Symptoms Of Kleptomania

The number one symptom of kleptomania is a strong and irresistible urge to steal items that are not needed. Feelings of increased tension or anxiety that occur before the stealing and a sense of relief or even gratification during the act are typical symptoms of the disorder. Once the activity has occurred, it is common for the individual to feel guilt, shame, fear, self-loathing, or some other negative feelings related to the event or the possibility of arrest as a result. However, the individual is not able to stop the cycle from continuing.

These individuals will often have no problem with money, which means that they don't steal items because they need them or because they can't afford them. Rather, someone with kleptomania steals simply because they have an irresistible urge to do so. That urge can occur at any time and may result in stealing from public places or even from friends and family. This can lead to even more isolation and rejection from loved ones. 

The act of stealing must be a spontaneous act as well, which means the individual doesn't plan for it, doesn't have help, and often doesn't go somewhere expecting to steal something. Since the individual has no use for the items they steal and they feel guilt and shame about the theft, they will usually put the items away somewhere, rather than use them for their personal needs.

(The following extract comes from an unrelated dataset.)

PR #996, opened 2020-05-15
Add prometheus-to-sd to scrape metrics

### LINKED ISSUE #976: Visualise prometheus metrics on GCP
Subtask of #736:

Cloud Monitoring recommends using [OpenCensus for collecting custom metrics](https://cloud.google.com/monitoring/custom-metrics/open-census). However, there don't seem to be a client library for Rust. Furthermore, since we already use prometheus to collect metrics, using a client library for OpenCensus sounds redundant.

The individual may also choose to give away these items to others, donate them, or secretly attempt to return them to where they were stolen from. In this way, the individual can partially assuage their guilt about the theft in the first place.

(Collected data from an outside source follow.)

PR #997, opened 2020-05-15
Make scripts fail if any part of a pipeline fails

tiziano88:
Currently only the return value of the last command in a pipeline is
taken into account, any other failures are silently ignored.

In the reproducibility script this was actually causing the `sha256sum`
command failure to be ignored.

See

Are You Struggling To Control Your Compulsive Behaviors?

Online Therapy With BetterHelp

It’s crucial to get prompt help for kleptomania. Mental health disorders involving compulsions can take a toll on one’s daily functioning, and every act of theft carries potentially severe consequences with it. Facing these harsher consequences can make it harder to get the help you need. Working through the symptoms alongside a mental health professional can help you get the disorder under control, or at least to a manageable point. You can connect with an online therapist through the BetterHelp platform. 

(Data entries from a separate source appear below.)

PR #1763, opened 2020-11-23
Add SDK support for HTTP client pseudo-node

rbehjati:
# Checklist

      construction.

### DIFF
--- a/examples/http_server/module/src/lib.rs
+++ b/examples/http_server/module/src/lib.rs
@@ -16,8 +16,9 @@
 
 //! Simple example starting an Oak Application serving a static page over HTTP.
 
-use log::{info, warn};
-use oak::{http::Invocation, CommandHandler, Label, OakError, OakStatus};
+use anyhow::Context;
+use log::info;
+use oak::{http::Invocation, CommandHandler, Label};
 use oak_abi::proto::oak::application::ConfigMap;
 use oak_services::proto::oak::log::LogInit;
 
@@ -41,7 +42,7 @@ impl oak::CommandHandler for Main {
             },
         )
         .expect("could not create handler node");
-        oak::http::init_with_sender("[::]:8080", http_handler_sender)
+        oak::http::server::init_with_sender("[::]:8080", http_handler_sender)
             .expect("could not create HTTP server pseudo-Node");
         Ok(())
     }
@@ -49,7 +50,8 @@ impl oak::CommandHandler for Main {
 
 oak::entrypoint_command_handler_init!(http_handler => StaticHttpHandler);
 
-/// A simple HTTP handler that responds with `OK` (200) to every request sent to `/`, and with
+/// A simple HTTP handler that responds with `OK` (200) to every request sent to `/`; with a
+/// response from `http://www.google.com` for every request sent to `/test_google`; and with
 /// `NOT_FOUND` (400) to any other request. It is used in the `abitest`. So its functionality
 /// should be modified with care!
 #[derive(Default)]
@@ -76,15 +78,26 @@ impl CommandHandler for StaticHttpHandler {
             "/" => http::response::Builder::new()
                 .status(http::StatusCode::OK)
                 .header(http::header::CONTENT_TYPE, "text/html; charset=UTF-8")
-                .body(include_bytes!("../static/index.html").to_vec()),
+                .body(include_bytes!("../static/index.html").to_vec())
+                .context("Could not build response"),
+            "/test_google" => {
+                // create a public HTTP client pseudo-node
+                let http_client = oak::http::client::init("")
+                    .context("Could not create HttpClient pseudo-node")?;
+                let request = http::Request::builder()
+                    .method(http::Method::GET)
+                    .uri("http://www.google.com")
+                    .body(vec![])
+                    .context("Could not build request")?;
+                http_client
+                    .send_request(request, &Label::public_untrusted())
+                    .context("Could not get response")
+            }
             _ => http::response::Builder::new()
                 .status(http::StatusCode::NOT_FOUND)
-                .body("not found".to_string().into_bytes()),
-        };
-        let response = response.map_err(|err| {
-            warn!("Could not build response: {}", err);
-            OakError::OakStatus(OakStatus::ErrInternal)
-        })?;
+                .body("not found".to_string().into_bytes())
+                .context("Could not build response"),
+        }?;
 
         let res = invocation.send(&response);
         invocation.close_channels();
--- a/sdk/rust/oak/src/http/client.rs
+++ b/sdk/rust/oak/src/http/client.rs
@@ -1,0 +1,84 @@
+//
+// Copyright 2020 The Project Oak Authors
+//
+// Licensed under the Apache License, Version 2.0 (the "License");
+// you may not use this file except in compliance with the License.
+// You may obtain a copy of the License at
+//
+//     http://www.apache.org/licenses/LICENSE-2.0
+//
+// Unless required by applicable law or agreed to in writing, software
+// distributed under the License is distributed on an "AS IS" BASIS,
+// WITHOUT WARRANTIES OR CONDITIONS OF ANY KIND, either express or implied.
+// See the License for the specific language governing permissions and
+// limitations under the License.
+//
+
+use crate::{
+    http::{util::Pipe, Invocation},
+    OakError,
+};
+use http::{Request, Response};
+use oak_abi::label::{confidentiality_label, tls_endpoint_tag, Label};
+use oak_io::Sender;
+use oak_services::proto::oak::encap::HttpRequest;
+use std::convert::TryInto;
+
+/// Initializes an HTTP client pseudo-Node serving requests that have the given authority in their
+/// URIs. If the authority is empty, the node is public and can handle any incoming request.
+/// Otherwise, the node is created with the `authority` as its confidentially tag. In this case, the
+/// client can only serve HTTPS requests to the services indicated by the `authority`.
+///
+/// Returns an [`HttpClient`].
+pub fn init(authority: &str) -> Result<HttpClient, OakError> {
+    let config = crate::node_config::http_client(authority);
+    let label = if authority.is_empty() {
+        Label::public_untrusted()
+    } else {
+        confidentiality_label(tls_endpoint_tag(authority))
+    };
+    let sender = crate::io::node_create::<Invocation>("http_client", &label, &config)?;
+    Ok(HttpClient {
+        sender,
+        authority: authority.to_string(),
+    })
+}
+
+pub struct HttpClient {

Admitting that you’re struggling with kleptomania can be difficult, as the disorder often produces feelings of shame and guilt. While you may not have loved ones you can confide in, online therapy can be a viable alternative outlet to talk about how the disorder is affecting your life and well-being. You can open up in a safe environment, confident that you’ll be respected and not judged. 

The Effectiveness Of Online Therapy

Online therapy has been proven effective in treating a variety of mental health disorders, including those involving compulsions. One study considered the efficacy of an internet-delivered therapeutic intervention for adolescents with obsessive-compulsive disorder. Researchers found that the online CBT intervention just as successfully treated OCD symptoms as traditional, face-to-face therapy. They also found the online option to be more cost-effective. 

The Takeaway

Beyond causing difficult mental health struggles, kleptomania can create real-life consequences, up to and including hefty fines and even jail time. Seeking treatment for kleptomania is essential, as every act of stealing poses the potential for these harsher punishments. Barriers that often keep someone from getting help include shame, embarrassment, or guilt. Online therapy allows individuals to discuss their compulsions with a professional. Compulsions can be hard to overcome, but treatment options exist to help individuals with kleptomania manage their symptoms and overcome what’s holding them back.